What you need to do: The output should consist solely of the line containing "And I'm confused" and all lines after it through the final line of the entries below, reproduced exactly.

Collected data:

PR #168, opened 2022-03-03
DocC typo fix

KeithBird:
Learning this library through DocC is very enjoyable.

I read all the articles and found some typos. They are in markdown's code blocks so they are difficult to detect.

And I'm confused that a symbol (such as `Parse`) sometimes wrapped in a set of backticks (\`Parse\`) and sometimes wrapped in a set of double backticks (\`\`Parse\`\`). I recommend using double backticks whenever possible to help readers jump to definition and alleviate difficulty in choosing. 😝


stephencelis (approved):
Good finds, thanks!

Solution for this problem:
And I'm confused that a symbol (such as `Parse`) sometimes wrapped in a set of backticks (\`Parse\`) and sometimes wrapped in a set of double backticks (\`\`Parse\`\`). I recommend using double backticks whenever possible to help readers jump to definition and alleviate difficulty in choosing. 😝


stephencelis (approved):
Good finds, thanks!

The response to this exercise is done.